Beginning in 2009, the Internal Revenue Service required not-for-profit hospitals to file a Schedule H form to assess their community benefit. AHA hired Ernst & Young to collect and analyze the data from 571 not-for-profit hospitals.
The report found that free care, financial assistance and spending to fill gaps in Medicare underpayments average 5.7% of total hospital expenses. The report compared hospitals of similar size so that communities can better understand their hospitals’ benefit to their community. Other benefits included community health improvement programs, health research and education, and other subsidized services, the study found.

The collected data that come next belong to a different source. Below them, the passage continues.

PR #3692, opened 2026-06-15
fix: avoid NaN gradients for masked sqrt at zero

### LINKED ISSUE #3668: [BUG] VJP mx.maximum(rho, eps) is NaN at rho=0 even though the forward value is finite
**Describe the bug**
VJP does not match the output of JVP and finite difference. 0 * NaN = NaN trap: gradient through mx.maximum(rho, eps) is NaN at rho=0 even though the forward value is finite. 

**To Reproduce**

Include code snippet
```
"""Minimal MLX reproducer: grad of `mx.maximum(sqrt(x^2 + y^2), const)` is NaN
at the origin (x=y=0), even though the forward value is finite.

Run:
    python repro_max_sqrt_nan.py

Expected output: the grad at the (0,0) sample is NaN.

Tested on MLX 0.31.2 / Apple Silicon GPU.

The forward clamp via `mx.maximum` works fine, but
the gradient still flows through the `sqrt(0)` branch where the local
derivative is mathematically `0/0 = NaN`. The `0 * NaN = NaN` trap then
poisons the gradient at every input that produces rho=0.


"""
import mlx.core as mx

mx.set_default_device(mx.gpu)


def f_maximum_outside_sqrt(xy):
    """Clamp via mx.maximum AFTER sqrt — gradient is NaN at (0,0)."""
    x, y = xy[..., 0], xy[..., 1]
    rho = mx.sqrt(x * x + y * y)
    rho_safe = mx.maximum(rho, mx.array(1e-10, dtype=rho.dtype))
    return mx.sum(rho_safe)


def f_where_outside_sqrt(xy):
    """Clamp via mx.where AFTER sqrt — also NaN at (0,0)."""
    x, y = xy[..., 0], xy[..., 1]
    rho = mx.sqrt(x * x + y * y)
    rho_safe = mx.where(rho > 1e-10, rho, mx.array(1e-10, dtype=rho.dtype))
    return mx.sum(rho_safe)


def f_eps_inside_sqrt(xy):
    """Add small epsilon INSIDE sqrt — bounds rho away from zero, gradient is fine."""
    x, y = xy[..., 0], xy[..., 1]
    rho = mx.sqrt(x * x + y * y + 1e-20)
    return mx.sum(rho)


# Three sample points: chief ray at origin (0,0), and two off-axis rays.
xy = mx.array([
    [0.0, 0.0],
    [0.5, 0.3],
    [-0.7, 0.1],
], dtype=mx.float32)

print(f"input xy:\n{xy}\n")

for name, f in [
    ("mx.maximum(sqrt, const) outside",  f_maximum_outside_sqrt),
    ("mx.where(>eps, sqrt, const)",       f_where_outside_sqrt),
    ("sqrt(x*x + y*y + 1e-20)  [fix]",    f_eps_inside_sqrt),
]:
    val = f(xy)
    g = mx.grad(f)(xy)
    print(f"{name}:")
    print(f"  forward = {float(val):.6f}    (always finite)")
    print(f"  grad    = {g}")
    print()

```

**Expected behavior**
Match forward gradient.

Lyxot:
Fixes #3668

## Proposed changes

Fixes NaN gradients when `sqrt` receives a zero cotangent at singular inputs.

For expressions like:

```python
rho = mx.sqrt(x * x + y * y)
rho_safe = mx.maximum(rho, 1e-10)
```

the forward value is finite at `x = y = 0`, but the VJP previously evaluated the inactive `sqrt(0)` path as `0 / 0`, producing NaN gradients.

This updates `Sqrt::vjp` to substitute a safe denominator when the incoming cotangent is zero, so masked-out paths contribute zero instead of NaN. The change is local to `Sqrt::vjp` and preserves the singular gradient when the cotangent is nonzero.

## Tests

- `DEVICE=cpu python -m pytest -q python/tests/test_autograd.py::TestAutograd::test_masked_sqrt_grad_is_finite`
- `DEVICE=gpu python -m pytest -q python/tests/test_autograd.py::TestAutograd::test_masked_sqrt_grad_is_finite`
- `python -m pytest -q python/tests/test_autograd.py python/tests/test_ops.py::TestOps::test_where python/tests/test_ops.py::TestOps::test_maximum python/tests/test_ops.py::TestOps::test_minimum`

## Checklist

### DIFF
--- a/mlx/primitives.cpp
+++ b/mlx/primitives.cpp
@@ -5374,14 +5374,13 @@ std::vector<array> Sqrt::vjp(
   assert(cotangents.size() == 1);
   auto dtype = primals[0].dtype();
   if (recip_) {
-    auto scaled_cotan =
-        multiply(array(-0.5, dtype), cotangents[0], stream());
+    auto scaled_cotan = multiply(array(-0.5, dtype), cotangents[0], stream());
     auto mask =
         not_equal(cotangents[0], array(0, cotangents[0].dtype()), stream());
     auto output = where(mask, outputs[0], array(1, dtype), stream());
     auto input = where(mask, primals[0], array(1, dtype), stream());
-    auto out = divide(
-        multiply(scaled_cotan, output, stream()), input, stream());
+    auto out =
+        divide(multiply(scaled_cotan, output, stream()), input, stream());
     return {out};
   } else {
     auto scaled_cotan = multiply(array(0.5, dtype), cotangents[0], stream());
--- a/mlx/primitives.cpp
+++ b/mlx/primitives.cpp
@@ -5374,16 +5374,21 @@ std::vector<array> Sqrt::vjp(
   assert(cotangents.size() == 1);
   auto dtype = primals[0].dtype();
   if (recip_) {
-    auto one_over_x_root_x = divide(outputs[0], primals[0], stream());
-    return {multiply(
-        multiply(array(-0.5, dtype), cotangents[0], stream()),
-        one_over_x_root_x,
-        stream())};
+    auto scaled_cotan =
+        multiply(array(-0.5, dtype), cotangents[0], stream());
+    auto mask =
+        not_equal(cotangents[0], array(0, cotangents[0].dtype()), stream());
+    auto output = where(mask, outputs[0], array(1, dtype), stream());
+    auto input = where(mask, primals[0], array(1, dtype), stream());
+    auto out = divide(
+        multiply(scaled_cotan, output, stream()), input, stream());
+    return {out};
   } else {
-    return {divide(
-        multiply(array(0.5, dtype), cotangents[0], stream()),
-        outputs[0],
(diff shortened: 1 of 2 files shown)


zcbenz (approved):
Looks good to me, thanks!

Lyxot:
Pushed a formatting commit

angeloskath:
I am sorry to say I will close this.

First, all frameworks behave the same way. Secondly, I do think that the behavior is correct. The derivative of `sqrt(x)` is not really defined at 0 so if you are using `sqrt(x)` and `x` can be 0 you can't really get normal gradients.

That being said all you have to do is put the mask before the `sqrt` and you 're done. ie change the code to

```python
rho_squared = x * x + y * y
rho_squared_safe = mx.maximum(rho_squared, 1e-20)
rho_safe = mx.sqrt(rho_squared_safe)
```

PR #3693, opened 2026-06-15
Fix dimension count in orthogonal initializer error message

Pablosinyores:
The error raised by `nn.init.orthogonal` for a non-2D input never reported the actual number of dimensions. The message was split across two string literals where only the first carried the `f` prefix:

```python
raise ValueError(
    f"Orthogonal initialization requires a 2D array but got"
    " a {a.ndim}D array."
)
```

The `{a.ndim}` lives on the plain (non-f) string, so it was printed verbatim:

```
Orthogonal initialization requires a 2D array but got a {a.ndim}D array.
```

Moving the `f` prefix onto the segment that contains the placeholder fixes the interpolation:

```
Orthogonal initialization requires a 2D array but got a 3D array.
```

Added an assertion to `test_orthogonal` that a 3D input reports `3D array` in the message.

### DIFF
--- a/python/mlx/nn/init.py
+++ b/python/mlx/nn/init.py
@@ -415,8 +415,8 @@ def orthogonal(
     def initializer(a: mx.array) -> mx.array:
         if a.ndim != 2:
             raise ValueError(
-                f"Orthogonal initialization requires a 2D array but got"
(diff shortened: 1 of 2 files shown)


zcbenz (approved):
Thanks!

PR #3694, opened 2026-06-15
Make step activation inclusive at the threshold

Pablosinyores:
The `step` activation documents its boundary as inclusive:

```
step(x) = 0  if x < threshold
          1  if x >= threshold
```

Both `nn.step` and the `nn.Step` module render this `x >= threshold` form. The implementation, however, used a strict comparison:

```python
return mx.where(x > threshold, 1, 0)
```

so an input exactly equal to the threshold returned `0` instead of `1`. With the default `threshold=0` this means `step(0.0)` evaluates to `0`, which contradicts the documented behavior.

Switched to `x >= threshold` so the value at the boundary is included, matching the docstring. Added a `test_step` case covering the boundary for both the functional and module forms.

### DIFF
--- a/python/mlx/nn/layers/activations.py
+++ b/python/mlx/nn/layers/activations.py
@@ -237,7 +237,7 @@ def step(x: mx.array, threshold: float = 0.0):
         threshold: The value to threshold at.
     """
 
-    return mx.where(x > threshold, 1, 0)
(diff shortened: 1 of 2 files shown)


angeloskath (approved):
Thanks!

PR #3697, opened 2026-06-15
Make CUDA grid regression CI-friendly

chrismicah:
## Summary

This is a follow-up to #3666, not a replacement for it.

- keep the large-uncontiguous ROPE regression on the CUDA path
- remove the CI skip by making the test CUDA-only instead of CI-skipped
- use a zero float16 input and assert zero output shape/value, avoiding the large random input and reference ROPE allocation

## Tests

ssssss.............s....                                                 [100%]
17 passed, 7 skipped in 0.37s

Note: the updated regression is skipped locally because CUDA is unavailable here. It is intended to run in the CUDA CI lanes for #3666.

### DIFF
--- a/python/tests/test_fast.py
+++ b/python/tests/test_fast.py
@@ -1,7 +1,6 @@
 # Copyright © 2023-2024 Apple Inc.
 
 import math
-import os
 import unittest
 
 import mlx.core as mx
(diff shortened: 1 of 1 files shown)


nastya236:
Unfortunately the test does not make sense because zero input will give zero output even if:
  - The kernel never runs
  - The strides are computed completely wrong 
  - The rotation matrix is wrong
I think skipping this test in CI is enough and in the future if we realise it is too slow, we will create separate slow pull.

chrismicah:
You're right — the zero-input version was a bad test. It could pass without proving the copy/ROPE path actually touched the right elements or applied the rotation correctly.

I updated the branch with a sentinel-based version instead:

- keeps the same large transposed shape so the non-contiguous copy path still crosses the CUDA grid-y limit
- writes nonzero sentinel pairs, including one at the far end of the rest dimensions
- samples the resulting ROPE output against the analytic expected values instead of materializing the full reference tensor

Local verification here:

ssssss.............s....                                                 [100%]
17 passed, 7 skipped in 0.51s

I am leaving this PR closed since you said the CI skip is enough for #3666. Just wanted to correct the branch so it no longer contains the nonsensical zero assertion.

Issue #3346, opened 2026-03-31
Kernel panic: "completeMemory() prepare count underflow" in IOGPUMemory.cpp on macOS 26.4 M3 Ultra during MLX inference


yoyaku155:
## Summary

Running MLX inference on Mac Studio M3 Ultra (96GB) with macOS 26.4 (25E246) causes **repeated kernel panics** in Apple's IOGPU kernel extension. We have observed **9 kernel panics in 6 days**, with 4 occurring in a single 2-hour window.

This appears to be a bug in Apple's \`IOGPU.kext\` GPU memory management, not in MLX itself, but MLX's Metal usage pattern triggers it reliably.

## System

- **Hardware**: Mac Studio, Apple M3 Ultra, 96 GB Unified Memory
- **OS**: macOS 26.4 (Build 25E246)
- **Kernel**: Darwin 25.4.0 (xnu-12377.101.15~1/RELEASE_ARM64_T6031)
- **MLX**: Latest via pip (mlx, mlx-lm)
- **Model**: Qwen3.5-122B-A10B-Vision-MLX-Mixed-4bit (~50GB VRAM)

## Panic Signatures

Two distinct bugs in IOGPU.kext:

### Bug 1: IOGPUMemory.cpp:550 (7 occurrences, March 31 - April 1)
\`\`\`
panic(cpu N caller 0xXXXX): "completeMemory() prepare count underflow" @IOGPUMemory.cpp:550
\`\`\`
Reference count underflow in \`completeMemory()\` — a double-free or premature release of GPU memory objects.

| Date/Time (JST) | CPU |
|---|---|
| 2026-03-31 09:43 | cpu 23 |
| 2026-03-31 10:17 | cpu 25 |
| 2026-03-31 15:10 | cpu 21 |
| 2026-04-01 00:02 | cpu 9 |
| 2026-04-01 00:24 | cpu 7 |
| 2026-04-01 01:32 | cpu 26 |
| 2026-04-01 01:42 | cpu 7 |

### Bug 2: IOGPUGroupMemory.cpp:219 (2 occurrences, March 26)
\`\`\`
panic(cpu N caller 0xXXXX): "Memory object unexpectedly not found in fPendingMemorySet" @IOGPUGroupMemory.cpp:219
\`\`\`
Race condition or tracking inconsistency in group memory management.

| Date/Time (JST) | CPU |
|---|---|
| 2026-03-26 13:27 | cpu 11 |
[...]

PR #3868, opened 2026-07-17
Don't reuse a Metal buffer while a command buffer is still using it

shubhxho:
Under continuous batching with `async_eval`, the small int32 KV-cache bookkeeping arrays (`offset` / `left_padding`) sometimes come back as garbage that looks like bf16 bits in int32 slots -- e.g. `16256` (`0x3F80`, bf16 `1.0`). A buffer is being reused while a kernel is still writing it. Full write-up and repro in the linked issue; likely related to #3346.

`MetalAllocator::free` returns a buffer to the reuse pool without knowing which command buffer last used it. Fine on one stream (in order), but `async_eval` adds a second stream, so a buffer freed on one can be reused on the other before the first kernel finishes.

Fix: count how many in-flight command buffers reference each buffer -- marked at `end_encoding`, retired from the completion handler. `free()` holds a still-in-use buffer aside and recycles it once the work is done.

### DIFF
--- a/mlx/backend/metal/allocator.cpp
+++ b/mlx/backend/metal/allocator.cpp
@@ -187,6 +187,14 @@ void MetalAllocator::free(Buffer buffer) {
   }
   std::unique_lock lk(mutex_);
   active_memory_ -= buf->length();
+  // Don't hand this buffer back out while a command buffer we haven't seen
+  // finish still uses it, or a concurrent (or cross-stream) allocation could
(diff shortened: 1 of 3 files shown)


zcbenz (changes requested):
A buffer still being used by a command buffer would never be released, usually this kind of crash was caused by custom extensions, and and please reference https://github.com/ml-explore/mlx/pull/3462 on how you could find out the root cause on your side.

AHA President/CEO Rich Umbdenstock said in the report that Schedule H helps communities to better understand how they are served by their local hospitals.
"This means that a hospital that reported $100 million in total expenses to the IRS spent an average of more than $11 million on benefits to the community, nearly $6 million of which was directly devoted to patients in financial need," Umbdenstock said. "The AHA believes that communities themselves are in the best position to determine whether the benefits provided by their local hospitals match their needs."
Although AHA supports Schedule H, Umbdenstock said it has "limitations," and cannot substitute for direct community assessment. "The AHA believes that communities themselves are in the best position to determine whether the benefits provided by their local hospitals match their needs and aspirations," he said.